■ **The task**: The records are to be repeated in full. Every line must match.

■ **Source information**:
PR #9918, opened 2025-12-30
feat(lsi): switch from classifier-reborn to classifier gem

cardmagic:
## Summary
Switch from `classifier-reborn` to the original `classifier` gem (v2.2+) for LSI-based related posts.

## Why?

**Fewer dependencies:** The classifier gem includes a small native C extension for SVD operations, eliminating the need for GSL (GNU Scientific Library) as an external dependency while providing 5-50x faster LSI performance.

**Better for growing sites:** Enables Brand's algorithm for incremental SVD updates. When new posts are added, the LSI index can be updated without rebuilding from scratch—useful for sites with many posts.

**Active maintenance:** The original classifier gem is under active development again, while classifier-reborn hasn't been updated in years.

### DIFF
--- a/Gemfile
+++ b/Gemfile
@@ -84,7 +84,7 @@ group :jekyll_optional_dependencies do
   gem "tomlrb"
 
   platforms :ruby, :mswin, :mingw, :x64_mingw do
-    gem "classifier-reborn", "~> 2.2"
+    gem "classifier", "~> 2.2"
     gem "liquid-c", "~> 4.0"
     gem "yajl-ruby", "~> 1.4"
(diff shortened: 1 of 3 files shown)


agarie:
FWIW I was adapting a few Jekyll sites I maintain to use the `classifier` gem this morning and found out about this PR.

+1 to this 😄

mattr-:
we switched to classifier-reborn because the original classifier gem went unmaintained and the `-reborn` version was maintained. I'll accept a PR to switch things over but this is very low priority for me, personally.

PR #9920, opened 2026-01-02
Add logger to Gemfile for Ruby 4.0

jbourassa:
This is a 🐛 bug fix. (ish)

## Summary

The issue: on Ruby 4.0, `jekyll serve` fails unless I add `logger` to the local Gemfile.

The fix: add `logger` to the gemspec.

## Context
Logger is now a bundled gem, which means it must be added to the Gemfile/gemspec. See [this part of Ruby 4.0 changelog](https://www.ruby-lang.org/en/news/2025/12/25/ruby-4-0-0-released/#:~:text=logger%201%2E7%2E0).

I'm picking the earliest version of Logger available, because we used to rely on the built-in logger which could've been old.


legionerlegion:
сб, 24 янв. 2026 г., 16:41 Taketo Takashima ***@***.***>:

PR #9942, opened 2026-02-24
Add scheduled rebuild for docs site to keep copyright year current

### LINKED ISSUE #9941: Footer copyright year on jekyllrb.com still shows 2025
The footer copyright on jekyllrb.com shows 2025. The template is correct (`site.time | date: '%Y'`), just needs a rebuild to pick up the new year.

hammadxcm:
- I've adjusted the workflow to handle empty commits gracefully

## Summary

The footer on jekyllrb.com displays the copyright year using `{{ site.time | date: '%Y' }}`, which is evaluated at **build time**. The docs workflow (`.github/workflows/docs.yml`) only triggers on pushes to `master` that modify files under `docs/**`. If no docs changes are merged around the turn of the year, the site is never rebuilt and the copyright year goes stale (currently still showing 2025).

This PR makes three targeted changes to the docs workflow:

1. **Add a `schedule` trigger** — A weekly cron (`0 0 * * 1`, every Monday at midnight UTC) ensures the site is rebuilt periodically, keeping `site.time` and any other dynamic content current.

2. **Add a `workflow_dispatch` trigger** — Allows maintainers to manually trigger a rebuild from the Actions tab when needed.

3. **Update the job `if` condition** — Changed from `!contains(github.event.commits[0].message, '[ci skip]')` to `github.event_name != 'push' || !contains(github.event.commits[0].message, '[ci skip]')` so the `[ci skip]` check only applies to `push` events. Schedule and dispatch events always run.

■ **Task solution**:
PR #9918, opened 2025-12-30
feat(lsi): switch from classifier-reborn to classifier gem

cardmagic:
## Summary
Switch from `classifier-reborn` to the original `classifier` gem (v2.2+) for LSI-based related posts.

## Why?

**Fewer dependencies:** The classifier gem includes a small native C extension for SVD operations, eliminating the need for GSL (GNU Scientific Library) as an external dependency while providing 5-50x faster LSI performance.

**Better for growing sites:** Enables Brand's algorithm for incremental SVD updates. When new posts are added, the LSI index can be updated without rebuilding from scratch—useful for sites with many posts.

**Active maintenance:** The original classifier gem is under active development again, while classifier-reborn hasn't been updated in years.

### DIFF
--- a/Gemfile
+++ b/Gemfile
@@ -84,7 +84,7 @@ group :jekyll_optional_dependencies do
   gem "tomlrb"
 
   platforms :ruby, :mswin, :mingw, :x64_mingw do
-    gem "classifier-reborn", "~> 2.2"
+    gem "classifier", "~> 2.2"
     gem "liquid-c", "~> 4.0"
     gem "yajl-ruby", "~> 1.4"
(diff shortened: 1 of 3 files shown)


agarie:
FWIW I was adapting a few Jekyll sites I maintain to use the `classifier` gem this morning and found out about this PR.

+1 to this 😄

mattr-:
we switched to classifier-reborn because the original classifier gem went unmaintained and the `-reborn` version was maintained. I'll accept a PR to switch things over but this is very low priority for me, personally.

PR #9920, opened 2026-01-02
Add logger to Gemfile for Ruby 4.0

jbourassa:
This is a 🐛 bug fix. (ish)

## Summary

The issue: on Ruby 4.0, `jekyll serve` fails unless I add `logger` to the local Gemfile.

The fix: add `logger` to the gemspec.

## Context
Logger is now a bundled gem, which means it must be added to the Gemfile/gemspec. See [this part of Ruby 4.0 changelog](https://www.ruby-lang.org/en/news/2025/12/25/ruby-4-0-0-released/#:~:text=logger%201%2E7%2E0).

I'm picking the earliest version of Logger available, because we used to rely on the built-in logger which could've been old.


legionerlegion:
сб, 24 янв. 2026 г., 16:41 Taketo Takashima ***@***.***>:

PR #9942, opened 2026-02-24
Add scheduled rebuild for docs site to keep copyright year current

### LINKED ISSUE #9941: Footer copyright year on jekyllrb.com still shows 2025
The footer copyright on jekyllrb.com shows 2025. The template is correct (`site.time | date: '%Y'`), just needs a rebuild to pick up the new year.

hammadxcm:
- I've adjusted the workflow to handle empty commits gracefully

## Summary

The footer on jekyllrb.com displays the copyright year using `{{ site.time | date: '%Y' }}`, which is evaluated at **build time**. The docs workflow (`.github/workflows/docs.yml`) only triggers on pushes to `master` that modify files under `docs/**`. If no docs changes are merged around the turn of the year, the site is never rebuilt and the copyright year goes stale (currently still showing 2025).

This PR makes three targeted changes to the docs workflow:

1. **Add a `schedule` trigger** — A weekly cron (`0 0 * * 1`, every Monday at midnight UTC) ensures the site is rebuilt periodically, keeping `site.time` and any other dynamic content current.

2. **Add a `workflow_dispatch` trigger** — Allows maintainers to manually trigger a rebuild from the Actions tab when needed.

3. **Update the job `if` condition** — Changed from `!contains(github.event.commits[0].message, '[ci skip]')` to `github.event_name != 'push' || !contains(github.event.commits[0].message, '[ci skip]')` so the `[ci skip]` check only applies to `push` events. Schedule and dispatch events always run.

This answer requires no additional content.